There are many ex football players leading normal lives, some of whom are in the public eye, or were for decades after playing the game (Troy Aikman, Pat Summerall, and probably quite a few more). Why has CTE not had the dramatic effects on them in the way it did Junior Seau?
The theory postulated above that football made the students aggressive seems foolish. All the football players I’ve known from high school through adult life were no different in terms of behaviors than a normal distribution of non players.
Of the football players I’ve known, they’ve all been pretty mellow people, including the father a friend of my daughter’s, who played several years professionally (Houston Oilers), and thereafter was a pharmaceutical sales rep.
I don’t deny the science, but there are still questions that need addressed; until then y’all seem to be making some assumptions and advocating ends that justify your means.
Like most illnesses, CTE varies in severity. At autopsy it is classified from stage I (least severe) to IV. People suffering from stage I and II may not appear to be having significant problems to people who don’t know them well. People who know them very well can usually pick out subtle changes in behavior and cognitive ability. Aikman and Summerall may have been in the lucky minority that did not suffer CTE or they may have been very high functioning people to start with so that they could still function well even with stage I or II CTE.
There are still many questions to be answered. It would be helpful to have players undergo psychological and neurological testing when they start their career and periodically to document any changes. Test results could then be correlated with findings on autopsy to better understand what is going on. I think it likely that players with more severe symptoms were more likely to have their brain donated. A larger sample of brains might show a lower percentage with CTE. However, I think the percentage would still be very high based on the study that showed that none of the brains of people who did not play contact sports had CTE while about 30% or those who played did. Of the 21 of 66 brains in that study that showed CTE, 16 of them had played football mostly at the high school or college level.

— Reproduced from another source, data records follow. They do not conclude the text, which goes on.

PR #721, opened 2026-07-25
fix(database): apply the database's column family options to late-created column families

Minh-Ng:
## Summary

A named column family does not exist when a database is first created, so it is added immediately
after `DB::Open`. That path built its own options instead of reusing the ones the database was
opened with, so RocksDB's defaults applied. Values passed to `open()` were silently dropped for
those column families, as were this library's own tuned defaults:

- write buffer: 64MB, against a library default of 16MB or whatever was passed
- max write buffer number: 2 against 16
- max write buffer size to maintain: 0 against the derived value, leaving no memtable history for
  optimistic transaction conflict detection
- `noBlockCache`: ignored

Databases using only the default column family are unaffected. Stored data is unaffected either
way; these govern how memtables are sized and flushed, not what gets written.

The descriptor now saves the column family options used by `DB::Open`. When a handle creates a
column family later, it starts with those saved options, then applies `writeBufferSize`,
`maxWriteBufferNumber`, and `maxWriteBufferSizeToMaintain` from that handle.

Named column families now use the configured write buffer, 16MB by default rather than 64MB, so
they will flush more frequently than they do today.

## Test Plan

Added a test that opens two named column families, identical apart from write buffer size (64KB and
64MB), and writes 512KB to each. The smaller one flushes to disk unprompted; the larger one does
not. Both measured zero before this change, so the test fails without the fix.

Added a test that gives the default column family a 64MB write buffer and a named column family a
64KB write buffer. After writing 512KB to the named column family, the test confirms that it flushes
instead of inheriting the default column family's 64MB setting.

`noBlockCache` was confirmed manually: a named column family now reports no block cache, against
557KB of usage when caching is enabled. The remaining two options are corrected by the same change
but have no direct assertion, as I could not find a way to observe them through the JavaScript API.

### DIFF
--- a/src/binding/database/db_registry.cpp
+++ b/src/binding/database/db_registry.cpp
@@ -334,6 +334,8 @@ std::unique_ptr<DBHandleParams> DBRegistry::OpenDB(const std::string& path, cons
 				throw rocksdb_js::DBException("Column family \"" + name + "\" not found: cannot create column family in read-only mode");
 			}
 			DEBUG_LOG("%p DBRegistry::OpenDB Creating column family \"%s\"\n", instance.get(), name.c_str());
+			// Preserve retained settings while applying the current handle's
+			// per-CF compression and memory options.
 			auto cfOptions = entry.descriptor->cfOptions;
 			if (options.compression) {
 				cfOptions.compression = *options.compression;
@@ -342,6 +344,9 @@ std::unique_ptr<DBHandleParams> DBRegistry::OpenDB(const std::string& path, cons
 					? *options.compressionLevel
 					: rocksdb::CompressionOptions::kDefaultCompressionLevel;
 			}
+			cfOptions.write_buffer_size = static_cast<size_t>(options.writeBufferSize);
+			cfOptions.max_write_buffer_number = options.maxWriteBufferNumber;
+			cfOptions.max_write_buffer_size_to_maintain = options.maxWriteBufferSizeToMaintain;
 			auto column = rocksdb_js::createRocksDBColumnFamily(
 				entry.descriptor->db, name, cfOptions
 			);
--- a/src/binding/database/db_registry.cpp
+++ b/src/binding/database/db_registry.cpp
@@ -334,9 +334,9 @@ std::unique_ptr<DBHandleParams> DBRegistry::OpenDB(const std::string& path, cons
 				throw rocksdb_js::DBException("Column family \"" + name + "\" not found: cannot create column family in read-only mode");
 			}
 			DEBUG_LOG("%p DBRegistry::OpenDB Creating column family \"%s\"\n", instance.get(), name.c_str());
-			// Preserve retained settings while applying the current handle's
-			// per-CF compression and memory options.
-			auto cfOptions = entry.descriptor->cfOptions;
+			// Preserve retained settings while applying every per-CF option from
+			// the handle creating this family.
+			auto cfOptions = buildColumnFamilyOptions(options, entry.descriptor->cfOptions);
 			if (options.compression) {
 				cfOptions.compression = *options.compression;
 				cfOptions.blob_compression_type = *options.compression;
@@ -344,9 +344,6 @@ std::unique_ptr<DBHandleParams> DBRegistry::OpenDB(const std::string& path, cons
 					? *options.compressionLevel
 					: rocksdb::CompressionOptions::kDefaultCompressionLevel;
 			}
-			cfOptions.write_buffer_size = static_cast<size_t>(options.writeBufferSize);
-			cfOptions.max_write_buffer_number = options.maxWriteBufferNumber;
-			cfOptions.max_write_buffer_size_to_maintain = options.maxWriteBufferSizeToMaintain;
 			auto column = rocksdb_js::createRocksDBColumnFamily(
 				entry.descriptor->db, name, cfOptions
 			);
--- a/src/binding/database/db_registry.cpp
+++ b/src/binding/database/db_registry.cpp
@@ -334,7 +334,17 @@ std::unique_ptr<DBHandleParams> DBRegistry::OpenDB(const std::string& path, cons
 				throw rocksdb_js::DBException("Column family \"" + name + "\" not found: cannot create column family in read-only mode");
 			}
 			DEBUG_LOG("%p DBRegistry::OpenDB Creating column family \"%s\"\n", instance.get(), name.c_str());
-			auto column = rocksdb_js::createRocksDBColumnFamily(entry.descriptor->db, name, options.compression, options.compressionLevel);
+			auto cfOptions = entry.descriptor->cfOptions;
+			if (options.compression) {
+				cfOptions.compression = *options.compression;
+				cfOptions.blob_compression_type = *options.compression;
+				cfOptions.compression_opts.level = options.compressionLevel
+					? *options.compressionLevel
+					: rocksdb::CompressionOptions::kDefaultCompressionLevel;
+			}
+			auto column = rocksdb_js::createRocksDBColumnFamily(
+				entry.descriptor->db, name, cfOptions
+			);
 			auto columnDescriptor = std::make_shared<ColumnFamilyDescriptor>(column);
 			columns[name] = columnDescriptor;
 			entry.descriptor->columns[name] = columnDescriptor;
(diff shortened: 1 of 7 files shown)


test/db-options.test.ts
```diff
@@ -75,6 +75,40 @@ describe('Database write buffer options', () => {
 			expect(() => db.open()).toThrow('maxOpenFiles must be');
 		}));
 
+	// A named CF is created after DB::Open, so it misses the open options.
+	// Observed via flush behavior: RocksDB exposes no property for the size.
+	it('should apply writeBufferSize to a named column family', () =>
```
kriszyp, line 80: The production change also routes a missing CF through the already-open descriptor in `DBRegistry::OpenDB`, but these two fresh paths only exercise creation inside `DBDescriptor::open`. Could we add a same-path case that opens the default CF first with a 64 KiB buffer, then opens a missing named CF and verifies that it flushes? That would protect the retained `cfOptions` member and the registry wiring, which this test can currently pass without.

kriszyp (approved):
Nice, good catch.

---
Additional inline comments:
- `test/db-options.test.ts:80`: The production change also routes a missing CF through the already-open descriptor in `DBRegistry::OpenDB`, but these two fresh paths only exercise creation inside `DBDescriptor::open`. Could we add a same-path case that opens the default CF first with a 64 KiB buffer, then opens a missing named CF and verifies that it flushes? That would protect the retained `cfOptions` member and the registry wiring, which this test can currently pass without.

src/binding/database/db_registry.cpp
```diff
@@ -333,7 +333,9 @@ std::unique_ptr<DBHandleParams> DBRegistry::OpenDB(const std::string& path, cons
 				throw rocksdb_js::DBException("Column family \"" + name + "\" not found: cannot create column family in read-only mode");
 			}
 			DEBUG_LOG("%p DBRegistry::OpenDB Creating column family \"%s\"\n", instance.get(), name.c_str());
-			auto column = rocksdb_js::createRocksDBColumnFamily(entry.descriptor->db, name);
+			auto column = rocksdb_js::createRocksDBColumnFamily(
+				entry.descriptor->db, name, entry.descriptor->cfOptions
```
cb1kenobi: **Low: the already-open-DB late-CF path is untested**

The new test opens two *separate* databases (each via `generateDBPath()`), so it only exercises `DBDescriptor::open`'s late-CF branch. This branch — adding a named CF to an already-open DB using the freshly-stored `descriptor->cfOptions` — is the round-trip unique to this fix (options captured at first `DB::Open`, reused on a later `open()` for a new CF name) and has no coverage.

Worth a targeted test: open a DB with `writeBufferSize: 64 * 1024`, then open a second named CF on the *same* path, and assert it flushes (`rocksdb.total-sst-files-size > 0`). Note this path also means a `writeBufferSize` / `noBlockCache` passed on the *later* open call is intentionally dropped in favor of the first open's options — consistent with the PR's stated design, but a test would pin that behavior down.

—
_Generated by Barber AI_

test/db-options.test.ts
```diff
@@ -75,6 +75,40 @@ describe('Database write buffer options', () => {
...
+			async ({ db: smallBuffer }, { db: largeBuffer }) => {
+				const value = 'x'.repeat(1024);
+				for (const db of [smallBuffer, largeBuffer]) {
+					for (let i = 0; i < 512; i++) {
+						await db.put(`key-${i.toString().padStart(6, '0')}`, value);
+					}
+				}
+
+				// Flushes run in the background.
+				const deadline = Date.now() + 5000;
```
cb1kenobi: Would it be possible to force a `await db.flush()` and reduce the amount of time we need to wait? 5 seconds seems arbitrary, so I wonder if we could get this down to 1 second?

cb1kenobi (changes requested):

src/binding/database/db_registry.cpp
MinhNguyen-at: Covered by the new test discussed above

test/db-options.test.ts
MinhNguyen-at: Added test coverage. Used a 64 MiB buffer for the first handle and 64 KiB for the late named CF because these memory settings are per-CF and the late handle’s value should win. The test verifies that the late CF automatically flushes through the DBRegistry::OpenDB path.

test/db-options.test.ts
MinhNguyen-at: Yes 5 seconds is arbitrary, agreed polling is not ideal. Calling flush() would remove the behavior the test is checking. Instead, we limit the CF to two write buffers. When both are full, RocksDB pauses later writes until it automatically flushes one. Since the test awaits every put(), it cannot reach the assertion until that flush completes, so no separate timeout or polling is needed.

src/binding/database/db_registry.cpp
```diff
@@ -333,7 +333,15 @@ std::unique_ptr<DBHandleParams> DBRegistry::OpenDB(const std::string& path, cons
 				throw rocksdb_js::DBException("Column family \"" + name + "\" not found: cannot create column family in read-only mode");
 			}
 			DEBUG_LOG("%p DBRegistry::OpenDB Creating column family \"%s\"\n", instance.get(), name.c_str());
-			auto column = rocksdb_js::createRocksDBColumnFamily(entry.descriptor->db, name);
+			// Preserve the retained table/blob settings, but apply the current
+			// handle's per-CF memory options to the family it is creating.
+			auto cfOptions = entry.descriptor->cfOptions;
```
kriszyp: The follow-up correctly takes the three memtable fields from the handle creating this CF, but `noBlockCache` is also a per-CF setting: it is encoded in `ColumnFamilyOptions::table_factory` from that handle on the first-open path. Copying the descriptor's factory here makes the cache policy depend on whichever handle opened the path first. For example, opening the default family normally and then opening `late` with `noBlockCache: true` still lets a post-flush read populate the cache; reversing those options leaves `late` uncached even though it requested the default cache. Could we centralize construction of the complete `ColumnFamilyOptions` from the current `DBOptions` for both creation paths, or at least rebuild the table factory from `options.noBlockCache` here, and add a same-path regression with opposing cache policies?

kriszyp (commented):
Maybe an improvement could be made to centralizing construction of ColumnFamilyOptions? Otherwise LGTM.

src/binding/database/db_registry.cpp
MinhNguyen-at: Will centralize construction in buildColumnFamilyOptions() and use it from both creation path, thanks

kriszyp (commented):
Looks good, but a few failing tests, I wonder if they are failing on main?

Minh-Ng:
Looks like it is because the PR comes from my fork. Fork workflows do not receive secrets.GH_TOKEN, so .github/workflows/pr.yml:75 passes an empty token. scripts/init-rocksdb/get-prebuild.ts:15 then queries GitHub anonymously. Concurrent cache-miss jobs exhaust the anonymous API limit, explaining why only some matrix jobs fail. These will probably pass if re-run.

The benchmark workflow requests write access, but GitHub downgrades its token to read-only for the fork. Its attempt to create the benchmark comment at .github/workflows/benchmark.yml:189 then fails

cb1kenobi:
Re-reviewed `362c2171` with a focus on the compression options — no issues found.

The refactor to `buildColumnFamilyOptions()` does **not** affect compression. That helper only sets the table factory (block cache), blob settings, and the three write-buffer tunables; it never touches `compression`, `blob_compression_type`, or `compression_opts`. Compression is still applied on top afterward in every column-family creation path — the existing-CF and fresh-default paths in `DBDescriptor::open` (via `applyCompression`, unchanged), the late-add path in `open`, and the already-open path in `DBRegistry::OpenDB` — so a late-created CF gets the same algorithm/level it did before, and opening one family still can't restamp another's.

Also confirmed the previously-requested registry-path coverage is now in place: `should apply the current handle memory options to a late column family` shares one DB path across both handles, so it exercises `DBRegistry::OpenDB` (not just `DBDescriptor::open`).

The failing Node 24 / Deno-macos jobs are not code failures — they die at native-build setup with `Failed to fetch latest RocksDB release (403 rate limit exceeded)` in `get-prebuild.ts`, the fork-token rate limit @Minh-Ng described. Native C++ tests pass on all three OSes and the other JS matrices pass; these should clear on re-run.

This PR looks good, nice job!

—
_Generated by Barber AI_

cb1kenobi (approved):
Looks good, thanks!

One thing that is pretty clear is that repetitive trauma to the brain is the cause of CTE. Trauma that is not severe enough to cause a true concussion can still contribute to CTE. How much trauma does it take to cause CTE? Nobody really knows and it undoubtedly varies from person to person and with the exact nature of the trauma. Another area for research.
The bottom line is that there is enough evidence to link repetitive brain trauma to CTE. Football is the sport that by its nature demands that the players repeatedly collide with each other causing repetitive trauma. A child’s developing brain is very sensitive to trauma. The significant risk for harm to children with no offsetting benefit requires that football be eliminated as a youth and high school sport at a minimum. Adults can make their own decisions.